### What you need to do
Output each record below exactly, and include all of them.

### Extracted records
>>>>>

PR #146, opened 2020-11-19
Add Distributions 0.24

devmotion:


willtebbutt:
For visibility, this PR is (I _believe_) now blocking for [AbstractGPs](https://github.com/JuliaGaussianProcesses/AbstractGPs.jl/pull/73) upgrade to `FillArrays` 0.10.

devmotion:
Unfortunately, FillArrays 0.10 is still blocked by DistributionsAD - just Distributions 0.24 is compatible with DistributionsAD.

briochemc:
+1 for merging this! (I *think* I need it to release a new version of a package that depends on a package that depends on Bijectors 🙂)

test/ad/distributions.jl
```diff
@@ -34,20 +35,35 @@
...
+    to_positive(x::AbstractArray{<:AbstractArray}) = to_positive.(x)
+
+    # Create vectors in probability simplex.
+    # Custom implementation since `StatsFuns.softmax` is not compatible with Zygote.
+    function to_simplex(x::AbstractArray; dims=1)
+        maxx = maximum(x, dims=dims)
+        y = exp.(x .- maxx)
+        return y ./ sum(y, dims=dims)
+    end
+    to_simplex(x::AbstractArray{<:AbstractArray}; dims=1) = to_simplex.(x; dims=dims)
```
torfjelde, line 56: We already depend on `NNlib` for this exact reason,  you can just replace this with `NNlib.softmax` :+1:

test/ad/utils.jl
```diff
@@ -107,58 +110,65 @@ function test_ad(dist::DistSpec; kwargs...)
...
+                x -> f_allargs(unpack(x, inds, xorig, θorig...)...)
             end
+            test_ad(f_test, xtest, broken; kwargs...)
         end
     end
 end
 
-function test_ad(f, x; rtol = 1e-6, atol = 1e-6, ad = AD)
-    finitediff = FiniteDiff.finite_difference_gradient(f, x)
+function test_ad(f, x, broken; rtol = 1e-6, atol = 1e-6)
```
torfjelde, line 139: Maybe just make `broken = ()` default?

torfjelde (approved):
Looks good! Got a couple of suggested changes, but nothing major. Also out of curiosity: why the change from `FiniteDiff` to `FiniteDifferences`?

devmotion:
> Also out of curiosity: why the change from `FiniteDiff` to `FiniteDifferences`?

I changed it since we use `FiniteDifferences` in the DiststributionsAD tests (from which most updates/fixes are copied).

test/ad/utils.jl
devmotion: Sounds reasonable.

test/ad/distributions.jl
devmotion: Ah nice :+1:

I didn't realize this when writing the tests in DistributionsAD (and there NNlib is an indirect dependency).

devmotion: BTW it seems Bijectors uses only `NNlib.softplus` but nothing esle from `NNlib`?

devmotion:
I applied all suggestions.

test/ad/distributions.jl
torfjelde: Yeah but that's for the same reason I believe. Also, the PR for rational quadratic splines (which no one seems to want to look at :sweat_smile: ) uses `NNlib.softmax` for the above reason.

torfjelde (approved):
Sweet: LGTM!

Issue #154, opened 2021-01-04
Zygote ad backend for normalizing flows


themrzmaster:
Hi,
The Normalizing flow example uses Tracker, a discontinued AD package.
I am trying to fit a NF using Zygote, but I have some problems.

Example:
```
@model function gen()
    x ~ Exponential(0.5)
    y ~ Normal(0, x)
end
s = sample(gen(), NUTS(), 500)
train_data = hcat(s[:x].data, s[:y].data)' |> Array

b = PlanarLayer(2) ∘ LeakyReLU{Float64, 1}(0.05) ∘ RadialLayer(2) ∘ LeakyReLU{Float64, 1}(0.05) ∘ PlanarLayer(2)
d = MvNormal(zeros(2), ones(2))
tb = transformed(d, b);
loss(tb :: Bijectors.TransformedDistribution, x :: Matrix{Float64}) = begin
    return sum(-logpdf(tb, x))
end
function nf_train(tb, x, opt, ps, epochs)
    @showprogress for i ∈ 1:epochs
        train_loss, back = Zygote.pullback(() -> loss(tb, x), ps)
        gs = back(one(train_loss))
        Flux.update!(opt, ps, gs)
    end
end
nf_train(tb, train_data, ADAM(), Zygote.Params(Flux.params(b)), 10)
```

I get the error:

**Mutating arrays is not supported**

on 

`gs = back(one(train_loss))`

Any way I can make this work?

Thanks

devmotion:
I can't run your example and it's a bit difficult to comment without knowing the exact error message. It is also a bit unclear to me which packages you used here - did you load DistributionsAD?

themrzmaster:
@devmotion I've updated the example with the full code.
Yes, I've loaded DistributionsAD
`using Turing, Bijectors, Flux, ProgressMeter, DistributionsAD`

devmotion:
Thanks, now I can run the code. The error is caused by AD problems of the Roots package. The inverse of planar layers is computed using a root-finding algorithm in the Roots package (see https://github.com/TuringLang/Bijectors.jl/blob/a85414420073edba575df13e01196b73dd191386/src/bijectors/planar_layer.jl#L122 and the paper mentioned in the comments), and it seems it is not compatible with Zygote.

devmotion:
[...]

PR #155, opened 2021-01-05
Use NonlinearSolve instead of Roots

devmotion:
Motivated by https://github.com/TuringLang/Bijectors.jl/issues/154, this PR replaces Roots with NonlinearSolve which is the root solving package that replaced Roots in the SciML ecosystem. NonlinearSolve states in its README
> Performance is key: the current methods are made to be highly performant on scalar and statically sized small problems.

and

> The current algorithms should support automatic differentiation, though improved adjoint overloads are planned to be added in the current update.


cpfiffer (approved):
Looks good to me, though maybe @torfjelde has opinions on it. I also agree with adding this instead of Roots -- seems they have a much more AD-friendly perspective.

cpfiffer:
Hm, seems like a fairly big issue -- my imagining is that thunks require some large-ish structural modficiations?

devmotion:
Actually I'm not sure, it could be that it is sufficient to just unthunk always when applying the results of the pullback (if it's not a thunk, unthunking would just be a no-op). But I'm not too familiar with the Zygote internals and hence I created the issue.

If we don't want to wait, my suggestion would be to just mark the failing tests as broken in DistributionsAD and Bijectors and open an issue, so we don't forget about it. IIRC it affects Skellam, Pareto, and NormalInverseGaussian with Zygote.

cpfiffer:
I think that'd be fine. IMO Zygote isn't really the priority AD backend anyway so I don't think we should wait on them.

torfjelde (approved):
Looks good! And I'm fine with the error in Zygote.jl if we make a corresponding issue so as to remind ourselves that this needs to be updated when we have a fix.

devmotion:
OK, I will update the tests in https://github.com/TuringLang/DistributionsAD.jl/pull/143 and then apply the same changes to the Bijectors tests which take more time to run.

<<<<<

### Answer for this exercise
PR #146, opened 2020-11-19
Add Distributions 0.24

devmotion:


willtebbutt:
For visibility, this PR is (I _believe_) now blocking for [AbstractGPs](https://github.com/JuliaGaussianProcesses/AbstractGPs.jl/pull/73) upgrade to `FillArrays` 0.10.

devmotion:
Unfortunately, FillArrays 0.10 is still blocked by DistributionsAD - just Distributions 0.24 is compatible with DistributionsAD.

briochemc:
+1 for merging this! (I *think* I need it to release a new version of a package that depends on a package that depends on Bijectors 🙂)

test/ad/distributions.jl
```diff
@@ -34,20 +35,35 @@
...
+    to_positive(x::AbstractArray{<:AbstractArray}) = to_positive.(x)
+
+    # Create vectors in probability simplex.
+    # Custom implementation since `StatsFuns.softmax` is not compatible with Zygote.
+    function to_simplex(x::AbstractArray; dims=1)
+        maxx = maximum(x, dims=dims)
+        y = exp.(x .- maxx)
+        return y ./ sum(y, dims=dims)
+    end
+    to_simplex(x::AbstractArray{<:AbstractArray}; dims=1) = to_simplex.(x; dims=dims)
```
torfjelde, line 56: We already depend on `NNlib` for this exact reason,  you can just replace this with `NNlib.softmax` :+1:

test/ad/utils.jl
```diff
@@ -107,58 +110,65 @@ function test_ad(dist::DistSpec; kwargs...)
...
+                x -> f_allargs(unpack(x, inds, xorig, θorig...)...)
             end
+            test_ad(f_test, xtest, broken; kwargs...)
         end
     end
 end
 
-function test_ad(f, x; rtol = 1e-6, atol = 1e-6, ad = AD)
-    finitediff = FiniteDiff.finite_difference_gradient(f, x)
+function test_ad(f, x, broken; rtol = 1e-6, atol = 1e-6)
```
torfjelde, line 139: Maybe just make `broken = ()` default?

torfjelde (approved):
Looks good! Got a couple of suggested changes, but nothing major. Also out of curiosity: why the change from `FiniteDiff` to `FiniteDifferences`?

devmotion:
> Also out of curiosity: why the change from `FiniteDiff` to `FiniteDifferences`?

I changed it since we use `FiniteDifferences` in the DiststributionsAD tests (from which most updates/fixes are copied).

test/ad/utils.jl
devmotion: Sounds reasonable.

test/ad/distributions.jl
devmotion: Ah nice :+1:

I didn't realize this when writing the tests in DistributionsAD (and there NNlib is an indirect dependency).

devmotion: BTW it seems Bijectors uses only `NNlib.softplus` but nothing esle from `NNlib`?

devmotion:
I applied all suggestions.

test/ad/distributions.jl
torfjelde: Yeah but that's for the same reason I believe. Also, the PR for rational quadratic splines (which no one seems to want to look at :sweat_smile: ) uses `NNlib.softmax` for the above reason.

torfjelde (approved):
Sweet: LGTM!

Issue #154, opened 2021-01-04
Zygote ad backend for normalizing flows


themrzmaster:
Hi,
The Normalizing flow example uses Tracker, a discontinued AD package.
I am trying to fit a NF using Zygote, but I have some problems.

Example:
```
@model function gen()
    x ~ Exponential(0.5)
    y ~ Normal(0, x)
end
s = sample(gen(), NUTS(), 500)
train_data = hcat(s[:x].data, s[:y].data)' |> Array

b = PlanarLayer(2) ∘ LeakyReLU{Float64, 1}(0.05) ∘ RadialLayer(2) ∘ LeakyReLU{Float64, 1}(0.05) ∘ PlanarLayer(2)
d = MvNormal(zeros(2), ones(2))
tb = transformed(d, b);
loss(tb :: Bijectors.TransformedDistribution, x :: Matrix{Float64}) = begin
    return sum(-logpdf(tb, x))
end
function nf_train(tb, x, opt, ps, epochs)
    @showprogress for i ∈ 1:epochs
        train_loss, back = Zygote.pullback(() -> loss(tb, x), ps)
        gs = back(one(train_loss))
        Flux.update!(opt, ps, gs)
    end
end
nf_train(tb, train_data, ADAM(), Zygote.Params(Flux.params(b)), 10)
```

I get the error:

**Mutating arrays is not supported**

on 

`gs = back(one(train_loss))`

Any way I can make this work?

Thanks

devmotion:
I can't run your example and it's a bit difficult to comment without knowing the exact error message. It is also a bit unclear to me which packages you used here - did you load DistributionsAD?

themrzmaster:
@devmotion I've updated the example with the full code.
Yes, I've loaded DistributionsAD
`using Turing, Bijectors, Flux, ProgressMeter, DistributionsAD`

devmotion:
Thanks, now I can run the code. The error is caused by AD problems of the Roots package. The inverse of planar layers is computed using a root-finding algorithm in the Roots package (see https://github.com/TuringLang/Bijectors.jl/blob/a85414420073edba575df13e01196b73dd191386/src/bijectors/planar_layer.jl#L122 and the paper mentioned in the comments), and it seems it is not compatible with Zygote.

devmotion:
[...]

PR #155, opened 2021-01-05
Use NonlinearSolve instead of Roots

devmotion:
Motivated by https://github.com/TuringLang/Bijectors.jl/issues/154, this PR replaces Roots with NonlinearSolve which is the root solving package that replaced Roots in the SciML ecosystem. NonlinearSolve states in its README
> Performance is key: the current methods are made to be highly performant on scalar and statically sized small problems.

and

> The current algorithms should support automatic differentiation, though improved adjoint overloads are planned to be added in the current update.


cpfiffer (approved):
Looks good to me, though maybe @torfjelde has opinions on it. I also agree with adding this instead of Roots -- seems they have a much more AD-friendly perspective.

cpfiffer:
Hm, seems like a fairly big issue -- my imagining is that thunks require some large-ish structural modficiations?

devmotion:
Actually I'm not sure, it could be that it is sufficient to just unthunk always when applying the results of the pullback (if it's not a thunk, unthunking would just be a no-op). But I'm not too familiar with the Zygote internals and hence I created the issue.

If we don't want to wait, my suggestion would be to just mark the failing tests as broken in DistributionsAD and Bijectors and open an issue, so we don't forget about it. IIRC it affects Skellam, Pareto, and NormalInverseGaussian with Zygote.

cpfiffer:
I think that'd be fine. IMO Zygote isn't really the priority AD backend anyway so I don't think we should wait on them.

torfjelde (approved):
Looks good! And I'm fine with the error in Zygote.jl if we make a corresponding issue so as to remind ourselves that this needs to be updated when we have a fix.

devmotion:
OK, I will update the tests in https://github.com/TuringLang/DistributionsAD.jl/pull/143 and then apply the same changes to the Bijectors tests which take more time to run.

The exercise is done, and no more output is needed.